O suspeito ou indiciado, durante a investigação preliminar, conta com o direito de ser ouvido pela autoridade que a preside? Sim, qualquer que seja essa investigação. Tanto a Constituição federal quanto o Código de Processo Penal servem de base para essa tese.

A primeira assegura ao preso (logo, a qualquer suspeito ou indiciado) o direito de assistência de advogado em todos os atos de que participe (assistência, de qualquer modo, não é contraditório), direito de se entrevistar, pessoal e reservadamente, com seu advogado, direito de não ser preso ilegalmente, direito ao silêncio, direito de não se declarar culpado ou de fornecer prova contra si próprio, direito à intangibilidade corpórea e à integridade física, bem como o direito à própria dignidade da pessoa humana; direito de assistência da família, de saber a identificação de quem o prende ou incrimina, de não ficar incomunicado etc..

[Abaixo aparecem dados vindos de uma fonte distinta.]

PR #734, opened 2021-01-25
Added support for `geo-types` 0.7 via `with-geo-types-0_7` feature

michaelkirk:


postgres-types/Cargo.toml
```diff
@@ -15,7 +15,7 @@ derive = ["postgres-derive"]
 with-bit-vec-0_6 = ["bit-vec-06"]
 with-chrono-0_4 = ["chrono-04"]
 with-eui48-0_4 = ["eui48-04"]
-with-geo-types-0_6 = ["geo-types-06"]
+with-geo-types-0_7 = ["geo-types-0_7"]
```
sfackler, line 18: Dropping 0.6 support breaks backwards compatibility. These features were set up so that multiple versions could be supported concurrently.

michaelkirk:
To be clear, your preference is for two mutually exclusive features: one for 0.6 and another for 0.7?

sfackler:
The requirement is for there to be two features, which are not mutually exclusive.

michaelkirk:
Trying to make sure I understand, you want this to work:

cargo test --features "with-geo-types-0_6 with-geo-types-0_7"

sfackler:
Yes. It should be pretty straightforward - you just add parallel structures to the 0.6 stuff that already exists.

tokio-postgres/tests/test/types/mod.rs
```diff
@@ -19,10 +19,10 @@ mod bit_vec_06;
 mod chrono_04;
 #[cfg(feature = "with-eui48-0_4")]
 mod eui48_04;
-#[cfg(feature = "with-geo-types-0_4")]
```
michaelkirk, line 22: I did remove the 0.4 integration from the test module. It seemed unused/vestigial.

michaelkirk (commented):
Ok, I've reworked this to add back the 0.6 integration, so the 0.7 integration is strictly additive.

tokio-postgres/tests/test/types/mod.rs
sfackler: Oops, yeah thanks that was a holdover from a previous release.

sfackler:
Thanks!

Issue #583, opened 2020-03-14
It would be easier to deal with errors if the error kind is made pub


asahaf:
Hi,

Some errors, like closed, column, and row_count,  don't have a cause (None). for these errors, there is no way to know the actual underlayer error as the error kind is not exposed.
It would be easier if the error kind is made public.

Thanks,

hhirtz:
Duplicate of #571?

the-anonymous009:
Any update? This is absolutely necessary to handle error properly when cause is None, especially when connection is closed.

hhirtz:
I mean if it's a matter of removing 4 chars from a file anyone concerned could send a patch.

palfrey:
For reference, [I'd be interested in knowing about the ConfigParse case as I've got a hacky workaround for this right now.](https://github.com/palfrey/wait-for-db/blob/c3fb9dbad94f06f91f83d6ef9e4af0b93ef64083/src/pg.rs#L34)

couchand:
I've run into this from the same place @palfrey seems to: trying to figure out if it's worth retrying the request (c.f. djc/bb8#141).  @sfackler would you be open to a PR simliar to #739 that exposes a method with this information?

One possible difficulty is identifying which kinds of errors should be included.  @palfrey's workaround looks for `Kind::ConfigParse` errors, and @levi-nz's issue implies `Kind::Authentication` should be included.  In a quick review of the enum variants, none stand out to me, but perhaps there are others?

PR #739, opened 2021-02-12
Make error kind public

the-anonymous009:
Sometimes application needs to take different action on different kind of errors but there is no easy way to differentiate errors when cause is None (#583).

### DIFF
--- a/tokio-postgres/src/error/mod.rs
+++ b/tokio-postgres/src/error/mod.rs
@@ -421,6 +421,11 @@ impl Error {
         self.source().and_then(|e| e.downcast_ref::<DbError>())
     }
 
+    /// Determines if the error was associated with closed connection.
+    pub fn is_closed(&self) -> bool {
+        self.0.kind == Kind::Closed
+    }
+
     /// Returns the SQLSTATE error code associated with the error.
     ///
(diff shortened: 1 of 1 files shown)


sfackler:
Which kinds of error in particular do you want to handle differently?

the-anonymous009:
> Which kinds of error in particular do you want to handle differently?

I think in some cases at least Kind::Closed should be handled differently.  For example, if query execution is failed by Kind::Close error the application might want to connect to database few seconds later and try the query again. This behaviour is reasonable for many applications because connection lost is not critical error.  But currently there is no easy way to check if the failure was caused by Kind::Closed. 

Also this can be used to detect connection lost. I know that task from Connection object is terminated as soon as connection is lost, but it would be helpful if connection lost could be detected by error from client method.

the-anonymous009:
What do you think about this issue?

sfackler:
I'd be happy to take a PR adding an `is_closed()` method to `Error`, but I do not want to expose its internal structure. A direct method will be easier to work with for your use case anyway.

the-anonymous009:
Okay I just removed previous commit, synced with latest branch and add is_closed() method.  Could you check this update?

sfackler:
Thanks!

O segundo (CPP) manda que a autoridade colha todas as provas para o esclarecimento do fato e suas circunstâncias (CPP, art. 6º, inc. III), que ouça o indiciado (inc. V), que ordene sua identificação dactiloscópica (inc. VIII), que faça a averiguação da sua vida pregressa e psicológica (inc. IX), que forneça à autoridade judiciária todas as informações necessárias à instrução e julgamento do processo (art. 13, I), que decida sobre os requerimentos do indiciado (art. 14) etc.

Diante de tudo quanto acaba de ser exposto cabe concluir: nenhuma medida coercitiva contra o suspeito (ou indiciado) conta com validade jurídica, se ele se encontra à disposição da autoridade investigante, com endereço certo, principalmente quando se acha no "distrito da culpa", e não foi ouvido em nenhum momento. Nessas circunstâncias não são válidos a investigação e muito menos os atos subseqüentes nela fundados: indiciamento, prisão temporária, prisão preventiva ou mesmo o ato da denúncia.

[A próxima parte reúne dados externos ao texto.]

PR #752, opened 2021-03-30
Support for physical and logical replication

petrosagg:
This PR adds the replication mode options to the `Config` and a `copy_both_simple` method to the `Client` to support queries that enter the CopyBoth mode. At the time of writing the only query that uses the CopyBoth mode is replication but more could be added in the future.

`copy_both_simple` returns a `CopyBothDuplex` type that implements both `Stream` and `Sink`. Users can split the two halves if they need to using [`futures::StreamExt::split`](https://docs.rs/futures/0.3.14/futures/stream/trait.StreamExt.html#method.split).

Similarly to binary copies, this PR also provides two helper types that can wrap the `CopyBothDuplex` type and offer a higher level view of the data to the user.

* `ReplicationStream`: Decodes the physical replication protocol according to the [specification](https://www.postgresql.org/docs/10/protocol-replication.html). It provides raw byte access to the contents of XLogData messages.
* `LogicalReplicationStream`: Internally wraps `ReplicationStream` and further decodes the contents of the XLogData messages according to the [logical replication specification](https://www.postgresql.org/docs/10/protocol-logicalrep-message-formats.html)

Finally, this PR includes an integration test that sets up a replication connection, starts a CopyBoth stream for logical replication and tests that the correct data is sent and received.


petrosagg:
@jeff-davis here is the new PR! Any comments are very much appreciated :)

postgres-protocol/src/message/backend.rs
```diff
@@ -33,6 +36,24 @@ pub const PARAMETER_DESCRIPTION_TAG: u8 = b't';
 pub const ROW_DESCRIPTION_TAG: u8 = b'T';
 pub const READY_FOR_QUERY_TAG: u8 = b'Z';
 
+// replication message tags
+pub const XLOG_DATA_TAG: u8 = b'w';
+pub const PRIMARY_KEEPALIVE_TAG: u8 = b'k';
+
+pub trait Parse: Sized {
```
sfackler, line 43: Why is a new trait being introduced just to parse replication messages?

postgres-protocol/src/replication/mod.rs
```diff
@@ -0,0 +1,33 @@
+//! This module defines the [DecodingPlugin] trait that can be used to implement the decoding
+//! logic of any logical decoding plugin.
+//!
+//! Two reference implementations are provided:
+//!
+//! * [PgOutput]: Decodes the built-in pgoutput stream
+//! * [Raw]: A dummy plugin that yield each message it receives as bytes
```
sfackler, line 7: This seems like a much higher level API than what's intended to be in the postgres-protocol crate.

tokio-postgres/Cargo.toml
```diff
@@ -45,7 +45,7 @@ futures = "0.3"
 log = "0.4"
 parking_lot = "0.11"
 percent-encoding = "2.0"
-pin-project-lite = "0.2"
+pin-project = "1.0"
```
sfackler, line 48: Why is this change being made?

tokio-postgres/src/client.rs
```diff
@@ -81,6 +84,21 @@ impl InnerClient {
         })
     }
 
+    // Send a message for the existing entry in the pipeline; don't
+    // create a new entry in the pipeline. This is needed for CopyBoth
+    // mode (i.e. streaming replication), where the client may send a
+    // new message that is part of the existing request.
+    pub fn unpipelined_send(&self, messages: RequestMessages) -> Result<(), Error> {
```
sfackler, line 91: Why would CopyBoth need a different API to do this than the existing CopyIn logic?

tokio-postgres/src/config.rs
```diff
@@ -534,6 +557,12 @@ impl fmt::Debug for Config {
             }
         }
 
+        let replication_mode_str = match self.replication_mode {
```
sfackler, line 560: Why not just derive debug for replication mode?

tokio-postgres/src/replication_client.rs
```diff
@@ -0,0 +1,934 @@
+//! Streaming replication support.
```
sfackler, line 1: Rather than having an entirely separate client for this, I would rather just have a `Client::copy_both` method that returns a type implementing `Sink` and `Stream` (like a combination of `CopyInSink` and `CopyOutStream`, and have these more complex interfaces be developed externally initially.

postgres-protocol/src/replication/mod.rs
petrosagg: We can move in different directions here. The first of the implementations, `pgoutput`, is part of the postgres protocol (https://www.postgresql.org/docs/10/protocol-logicalrep-message-formats.html) so I think you would agree that at least that one belongs to this crate.

Now, initially I had it set up such that this was the only mode of logical replication that you could use, but in fact there are many plugins out there, so I added this trait.

What do you think of removing this trait completely and just offering two concrete ways of getting a replication stream? One that gives you the decoded built-in messages of postgres, and one that gives you bytes. And anything that needs to parse the bytes can do so externally without messing with traits of this crate.

postgres-protocol/src/message/backend.rs
petrosagg: This was added to support external plugins using the `DecodingPlugin` trait but I'm happy to remove this. See my other comment on `src/replication/mod.rs` for a counter-proposal that gets rid of that

tokio-postgres/src/replication_client.rs
petrosagg: The initial motivation for the separate client was to prevent certain methods from being available to the user when in that mode and visa-versa. (I'm speaking on behalf of @jeff-davis here so I hope I'm representing it correctly).

I can certainly make this be a `Client::copy_both` on the client and rely on documentation for the users to know that if they create a client in replication mode and attempt to do normal queries they will get runtime errors.

petrosagg:
Thank you for the super quick review! I'm going to try and address your comments today :)

petrosagg:
@sfackler I have addressed all your comments, I think it looks much better now! Here is a summary of what I changed:

* `ReplicationClient` is gone, the normal client can be used to open a replication connection by passing the connection string option
* I added a `copy_both_simple` method on the client that returns a type that is both a Stream and a Sink
* `DecodingPlugin` and `Parse` traits are gone. Instead, two utility types are provided: `ReplicationStream` and `LogicalReplicationStream` that users can use to wrap the raw `CopyBothDuplex` stream returned by the client. This is the same pattern used for the binary copy stuff
* `pin_project_lite` is left intact

I've re-authored all the commits to be reviewable on their own and the PR is now ~1400 lines versus ~2250 before :)

tokio-postgres/src/config.rs
petrosagg: fixed

vitaly-burovoy (changes requested):
A good request!
I hoped @sfackler permits ReplicationClient because it is known at the connection stage there can be only replication flow and simple queries. Still think it is wise to have a special struct for it.

Several nitpickings are below:

tokio-postgres/src/replication_client.rs
petrosagg: fixed

postgres-protocol/src/message/backend.rs
```diff
@@ -776,6 +890,654 @@ impl RowDescriptionBody {
...
+    }
+}
+
+/// The data of an individual column as it appears in the replication stream
+#[derive(Debug)]
+pub enum TupleData {
+    /// Represents a NULL value
+    Null,
+    /// Represents an unchanged TOASTed value (the actual value is not sent).
+    Toast,
```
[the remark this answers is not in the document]
petrosagg: Good idea, changed

postgres-protocol/src/message/backend.rs
```diff
@@ -776,6 +890,654 @@ impl RowDescriptionBody {
...
+        Ok(tuple)
+    }
+}
+
+/// A BEGIN statement
+#[derive(Debug)]
+pub struct BeginBody {
+    final_lsn: u64,
+    timestamp: i64,
+    xid: i32,
```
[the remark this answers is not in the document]
petrosagg: thanks for checking this, fixed!

postgres-protocol/src/message/backend.rs
```diff
@@ -776,6 +890,654 @@ impl RowDescriptionBody {
...
+
+#[non_exhaustive]
+/// A message of the logical replication stream
+#[derive(Debug)]
+pub enum LogicalReplicationMessage {
+    /// A BEGIN statement
+    Begin(BeginBody),
+    /// A BEGIN statement
+    Commit(CommitBody),
+    /// An Origin replication message
```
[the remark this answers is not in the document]
petrosagg: added

tokio-postgres/tests/test/replication.rs
```diff
@@ -0,0 +1,132 @@
...
+    };
+
+    let commit = loop {
+        match stream.next().await {
+            Some(Ok(XLogData(body))) => {
+                if let Commit(commit) = body.into_data() {
+                    break commit;
+                }
+            }
+            Some(Ok(_)) => (),
```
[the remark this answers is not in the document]
petrosagg: There was indeed a bug in the implementation. I fixed the problem and provided an example in the testcase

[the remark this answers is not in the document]
vitaly-burovoy: Thank you for the quick reply!

My not deep digging shows the client does not send the `CopyData` message to the server (I watched it in the wireshark) even if I add `this.stream.flush().await` in the `standby_status_update`/`hot_standby_feedback` functions.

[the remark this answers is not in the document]
petrosagg: yikes, that doesn't sound good. I'll take a look

tokio-postgres/tests/test/replication.rs
```diff
@@ -0,0 +1,149 @@
...
+    assert_eq!(tuple_data.len(), 1);
+    assert!(matches!(tuple_data[0], TupleData::Text(_)));
+    if let TupleData::Text(data) = &tuple_data[0] {
+        assert_eq!(data, &b"42"[..]);
+    }
+
+    // Send a standby status update and require a keep alive response
+    let lsn: PgLsn = lsn.parse().unwrap();
+    let epoch = UNIX_EPOCH + Duration::from_secs(946_684_800);
+    let ts = epoch.elapsed().unwrap().as_micros() as i64;
```
ericseppanen, line 135: What is being computed here? What is the significance of `946_684_800`?

vitaly-burovoy: All stamps in PG are since internal Epoch which is set to 2000-01-01+00.
You can find this mentioned in the protocol description page: https://www.postgresql.org/docs/13/protocol-replication.html
`The client's system clock at the time of transmission, as microseconds since midnight on 2000-01-01.`


The constant `946_684_800` is a unixtime stamp of the PG's Epoch.

tokio-postgres/tests/test/replication.rs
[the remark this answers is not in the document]
petrosagg: The integration test in this PR correctly sends the standby update message, here is the decoded wireshark capture where you see `0x72` (character `'r'`), followed by the rest of the fields:

```
 72 0000000001aafa78 0000000001aafa78 0000000001aafa78 000262fdc867a96701
'r'        write_lsn        flush_lsn        apply_lsn          timestamp
```

[](https://imgur.com/033TZlq.png)

tokio-postgres/tests/test/replication.rs
petrosagg: added a comment to clarify this

petrosagg:
@sfackler I've reworded the description above to aid with reviewing. I hope this is more in line with what you had in mind :)

tokio-postgres/tests/test/replication.rs
ericseppanen: Thanks for the clarification.

Perhaps this code should be inside a public `pg_time_now()` function?

ericseppanen: Actually, something like this would be even better. 

```rust
struct PgTimestamp(u64);
impl From<SystemTime> for PgTimeStamp {
    // ...
}
```

That makes `standby_status_update` a little more foolproof.

ericseppanen: I wrote a first draft of `PgTimestamp` [here](https://github.com/petrosagg/rust-postgres/pull/1/commits/a0d067b66447951d1276a53fb09886539c3fa094).

tokio-postgres/tests/test/replication.rs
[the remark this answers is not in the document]
vitaly-burovoy: I'm sorry, it seems I did not fetch the fresh code. I'll test it soon.

postgres-protocol/src/message/backend.rs
```diff
@@ -340,7 +341,12 @@ impl ReplicationMessage<Bytes> {
             XLOG_DATA_TAG => {
                 let wal_start = buf.read_u64::<BigEndian>()?;
                 let wal_end = buf.read_u64::<BigEndian>()?;
-                let timestamp = buf.read_i64::<BigEndian>()?;
+                let ts = buf.read_i64::<BigEndian>()?;
+                let timestamp = if ts > 0 {
+                    *PG_EPOCH + Duration::from_micros(ts as u64)
+                } else {
+                    *PG_EPOCH - Duration::from_micros(-ts as u64)
+                };
```
ericseppanen, line 349: What should happen if `ts` is negative?

ericseppanen, line 349: Going backward from `PG_EPOCH`: is that really allowed?

Perhaps an attempt to represent time before `PG_EPOCH` should just be a hard error?

petrosagg: Yeah it's ok to send negative values. This is the pg debug log (on 13.2) when sending UNIX_EPOCH:

```
postgres_1  | 2021-04-21 19:02:49.770 UTC [91] DEBUG:  write 0/16A3490 flush 0/16A3490 apply 0/16A3490 (reply requested) reply_time 1970-01-01 00:00:00+00
```

tokio-postgres/tests/test/replication.rs
ericseppanen: The commit "use SystemTime for timestamps at API boundary" resolves this question.

tokio-postgres/src/replication.rs
```diff
@@ -0,0 +1,184 @@
...
+const STANDBY_STATUS_UPDATE_TAG: u8 = b'r';
+const HOT_STANDBY_FEEDBACK_TAG: u8 = b'h';
+
+pin_project! {
+    /// A type which deserializes the postgres replication protocol. This type can be used with
+    /// both physical and logical replication to get access to the byte content of each replication
+    /// message.
+    ///
+    /// The replication *must* be explicitly completed via the `finish` method.
+    pub struct ReplicationStream {
```
ericseppanen, line 24: I'm a little confused by the last line of the description.  What `finish` method?

jeff-davis:
With the new approach, how do you stop a replication stream safely from the client side so that you can execute new commands?

jeff-davis:
I think the smallest useful PR we can make here is:

1. The image updates for `pg_hba.conf` so replication can be tested.
2. Enable specifying the `replication` parameter when connecting.
3. Handle `CopyBoth`. I believe this includes the ability for the client to safely send a `CopyDone` message while the server is still streaming data. For that, I think we need something like the `unpipelined_send` that I introduced in 2d669347.
4. I'd like it if the interface could be made safe from protocol desyncs by mutably borrowing the client connection when returning a CopyBoth stream, like I did in #696, and safely shutting down the copyboth stream when the object is dropped (which I believe requires `PinnedDrop`).

I think the logical replication stuff should be in a separate PR. And a lot of the helper functions for building replication commands and parsing the responses can be in a separate PR as well (or perhaps a separate crate, as @sfackler indicated).

petrosagg:
@jeff-davis I think that makes sense. I'll work on splitting this PR in one that just adds `copy_both` support and another that has the replication decoding.

Regarding your concerns about terminating the stream from the client, I think you're right and that's an omission from my part. I'll take a look into that too. My initial plan for the implementation was to use the same mechanics that are used during a `copy_in` operation which doesn't use PinnedDrop either.

petrosagg:
closing in favour of #778. Once that is merged we can address the replication protocol itself in a separate PR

Toda investigação preliminar, por conseguinte, deve respeitar os direitos básicos do suspeito, como por exemplo e principalmente o de ser ouvido. Parece muito evidente que não pode subsistir qualquer resquício de dúvida sobre a nulidade das medidas coercitivas decretadas sem que o suspeito, que estava à disposição da autoridade, tenha sido ouvido.

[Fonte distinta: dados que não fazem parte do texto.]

PR #1170, opened 2024-08-15
Fix `chrono::DateTime<Utc>` tests

allan2:
`test_date_time_params` and `test_with_special_date_time_params` could fail when run with a non-UTC system time zone.
I encountered these failing tests when writing the tests for jiff.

Embora a fase preliminar investigatória não seja contraditória, embora não seja observada em seu seio a ampla defesa constitucional, o suspeito tem, nessa etapa persecutória, quando se apresenta ou quando está à disposição da autoridade, pelo menos o direito de ser ouvido.

O tema que acaba de ser delineado foi amplamente discutido na Terceira Câmara Criminal do Tribunal Justiça do Estado de São Paulo (Caso Santo André, HC 394.322.3/0, impetrado, dentre outros, pelo advogado Roberto Podval), que culminou por anular a denúncia então oferecida em razão da violação de uma série de garantias, inclusive constitucionais.

Em seu voto condutor e majoritário, o eminente Desembargador Walter de Almeida Guilherme registrou que nenhum ato investigatório (da polícia ou de qualquer outra autoridade) pode se afastar das regras processuais vigentes. Não há dúvida que no nosso sistema processual vigente o inquérito policial (ou qualquer outra investigação preliminar) é regulado pelo princípio inquisitivo. Mas isso não elimina o direito de autodefesa, que decorre, no mínimo, da condição de pessoa humana do suspeito.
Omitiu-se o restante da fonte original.